The OCO order is an advanced order type offered by Binance that lets you set take-profit and stop-loss simultaneously. Register a Binance account to experience various advanced order features, and remember to get the Binance APP to manage your trading strategies anytime.
What Is an OCO Order
OCO stands for "One Cancels the Other." It allows you to place two linked conditional orders at the same time: a take-profit order and a stop-loss order. When either order is triggered and executed, the other is automatically cancelled.
Here's a simple example: you bought BTC at 65,000 USDT and want to take profit at 70,000 while also setting a stop-loss at 60,000 in case of a larger drop. With an OCO order, you can set both sell conditions simultaneously — no matter which direction the price goes, the system handles it for you automatically.
Components of an OCO Order
An OCO order actually consists of two sub-orders:
Limit Order (Take-Profit): This is your profit target price. For instance, with the current price at 65,000, you set a limit sell price of 70,000. When the market price reaches 70,000, the system places a sell order at that price.
Stop-Limit Order (Stop-Loss): This includes two prices — the Stop Price (trigger price) and the Limit Price. When the market price drops to the trigger price, the system automatically places a sell order at your specified limit price. The trigger price and limit price are usually set very close together, for example, trigger at 60,000 and limit at 59,900.
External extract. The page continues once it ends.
PR #351, opened 2026-08-18
fix(eval): MATCH/XLOOKUP exact mode no longer coerces blank to 0 (#319)

### LINKED ISSUE #319: [bug] eval: MATCH exact-match coerces a blank cell to 0, so MATCH(0, range, 0) matches an empty row

Ocean82:
Excel's exact-match lookup functions (MATCH with match_type=0, XLOOKUP, VLOOKUP with range_lookup=FALSE) distinguish blank cells from numeric zero. MATCH(0, {blank,1,2}, 0) returns #N/A in Excel, not position 1.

Steps to Set Up an OCO Order on Binance
Step 1: Open the Binance APP, go to the spot trading page, and select your trading pair.
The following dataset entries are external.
PR #352, opened 2026-08-19
fix(eval): VLOOKUP/HLOOKUP approximate mode returns #N/A on unsorted …

### LINKED ISSUE #283: [bug] eval: VLOOKUP/HLOOKUP approximate mode has no sortedness guard; behavior contradicts module doc and MATCH

Ocean82:
…data (#283)

VLOOKUP and HLOOKUP with range_lookup=TRUE (approximate mode) now validate that the lookup vector is sorted before binary-searching. Unsorted data returns #N/A instead of silently wrong results.

This makes VLOOKUP/HLOOKUP consistent with MATCH, which already had this guard, and matches LibreOffice Calc behavior. Excel documents approximate results on unsorted data as 'may not be correct'; we choose the safer #N/A to prevent corrupt downstream calculations.

The sortedness check uses the same SearchedVector projection that already handles blank/cross-type entry skipping, so columns with text headers above numeric data or trailing blanks continue to work correctly.

Closes #283

### DIFF
--- a/crates/formualizer-eval/src/builtins/lookup/core.rs
+++ b/crates/formualizer-eval/src/builtins/lookup/core.rs
@@ -3,12 +3,11 @@
 //! Implementation notes:
 //! - MATCH supports match_type: 0 exact, 1 approximate (largest <= lookup), -1 approximate (smallest >= lookup)
 //! - Approximate modes assume data sorted ascending (1) or descending (-1).
-//! - Unsorted-data behavior differs by function and is deliberate: MATCH performs a lightweight
-//!   ascending-order check and returns #N/A when the data is not ordered, while VLOOKUP/HLOOKUP
-//!   bisect without a sortedness guard and can therefore return a row Excel would also return
-//!   incorrectly. Excel documents approximate results on unsorted data as "may not be correct"
-//!   rather than an error, so the unguarded path matches Excel; LibreOffice instead returns #N/A.
-//!   See issue #283 before changing either behavior.
+//! - Unsorted-data behavior: both MATCH and VLOOKUP/HLOOKUP approximate modes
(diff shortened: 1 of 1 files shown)


PSU3D0:

PSU3D0:
Closing as superseded by #399, which is the rebased successor of this PR. Review continues there; nothing further is needed here. Thanks for the work.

Step 2: Find and select "OCO" from the order type dropdown menu.
Step 3: Set the limit order section. Enter your desired take-profit sell price, such as 70,000 USDT.
Step 4: Set the stop-loss section. Enter the trigger price (Stop), such as 60,000 USDT, and the stop-loss limit price (Limit), such as 59,800 USDT. It's recommended to set the stop-loss limit slightly below the trigger price to ensure execution even during rapid price drops.
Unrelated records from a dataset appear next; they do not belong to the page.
PR #353, opened 2026-08-19
fix(common): extend date/time text parsing for Excel compatibility (#…

### LINKED ISSUE #290: [bug] eval: additional date/time text forms rejected that Excel accepts (single-digit year, 24:00, fractional seconds, month-year, datetime inputs to DATEVALUE/TIMEVALUE)
The #289 date-text arithmetic work deliberately scoped itself to the shapes with confirmed corpus impact. An adversarial review probed further and found additional temporal text forms that LibreOffice and Excel accept but Formualizer rejects with `#VALUE!`. None of these are regressions — they fail identically before and after #289 — but they are gaps against the goal of Excel-compatible temporal text handling.

Verified against LibreOffice 24.2.7 headless recalculation (left LibreOffice, right Formualizer):

`="1/1/3"+0` gives `37622` versus `#VALUE!` (single-digit year). `="24:00"+0` gives `1` versus `#VALUE!` (the 24:00 boundary is a full day). `="12:00:00.5"+0` gives `0.500005787` versus `#VALUE!` (fractional seconds). `="Jan 2003"+0` gives `37622` versus `#VALUE!` (month and year with implied day 1). `TIMEVALUE("24:00")` gives `0` versus `#VALUE!`. `TIMEVALUE("12:00:00.5")` gives `0.500005787` versus `#VALUE!`. `TIMEVALUE("1/1/03 12:00")` gives `0.5` versus `#VALUE!` (time extracted from a datetime string). `DATEVALUE("2003-01-01 12:00")` gives `37622` versus `#VALUE!` (date extracted from a datetime string).

Deliberately excluded as a non-goal: `="Jan-03"+0` and `="1/03"+0` return `46025` in LibreOffice because it substitutes the current wall-clock year. Matching that would make results depend on the run date, which conflicts with deterministic evaluation, so these should remain `#VALUE!` and the decision should be documented rather than revisited.

Any work here must extend the centralized parsers in `formualizer-common/src/date_serial.rs` (date-serial ownership is centralized by standing decision), keep the single shared two-digit-year window policy introduced by #289, verify each new accepted form against the oracle before pinning, and add negative tests proving that widening acceptance does not start swallowing genuinely invalid text.

Ocean82:
…290)

Add support for date/time text formats that Excel accepts but Formualizer previously rejected:

- Single-digit year: '1/2/5' parses as January 2, 2005 (2000+n window)
- 24:00 and 24:00:00: accepted as midnight (Excel end-of-day convention)
- Fractional seconds: '12:30:45.5' truncates to '12:30:45' (Excel has no sub-second precision in serial representation)
- Month-year only: 'Jan 2024', 'February 2024' parse as the 1st of that month

All existing date parsing tests continue to pass. The new formats flow through the existing parse_excel_date_text/parse_excel_time_text entry points used by arithmetic coercion, DATEVALUE, and TIMEVALUE.

Closes #290

### DIFF
--- a/crates/formualizer-common/src/date_serial.rs
+++ b/crates/formualizer-common/src/date_serial.rs
@@ -99,6 +99,7 @@ fn parse_numeric_slash_date(text: &str) -> Option<NaiveDate> {
 fn parse_excel_year(text: &str) -> Option<i32> {
     let year = text.parse::<i32>().ok()?;
     match text.len() {
+        1 => Some(2000 + year),
         2 if year <= 29 => Some(2000 + year),
         2 => Some(1900 + year),
         4 => Some(year),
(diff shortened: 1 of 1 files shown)


PSU3D0:

PSU3D0:
Closing as superseded by #398, which is the rebased successor of this PR. Review continues there; nothing further is needed here. Thanks for the work.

Step 5: Enter the sell quantity. Note that both sub-orders in an OCO share the same sell quantity.
Step 6: After confirming all parameters are correct, click "Sell" to submit the order.
Buy-Side OCO Orders
The example above is a sell-side OCO, but you can also set up buy-side OCO orders. For instance, with BTC at 65,000, you might want to buy at a low price of 60,000 (limit buy order) while also chasing a breakout above 68,000 (stop buy order). OCO ensures you don't miss entry opportunities in either direction.
Tips for Setting OCO Orders
Don't set the stop-loss limit too far from the trigger price. If the price drops rapidly, a large gap between the trigger and limit price could result in a final execution price far below your expectations. But if set too close, it may not fill during rapid volatility. A general recommendation is to set the limit price about 0.5% to 1% below the trigger price.
Make sure your account has sufficient available balance. An OCO order freezes the corresponding assets at the time of placement — if the balance is insufficient, the order submission will fail.
Don't set unreasonable take-profit to stop-loss ratios. Good trading practice suggests that take-profit space should be at least 1.5 to 2 times the stop-loss space. For example, if your stop-loss is 5%, your take-profit should be at least 7.5% to 10%.
Advantages of OCO Orders
The biggest advantage is freeing up your time and energy. After setting up an OCO, you don't need to watch the market constantly — whether the price reaches your take-profit or stop-loss level, the system executes automatically. This helps you avoid emotional decisions that lead to missed profits or delayed stop-losses.
OCO orders bring more discipline to your trading and are a tool every serious trader should master.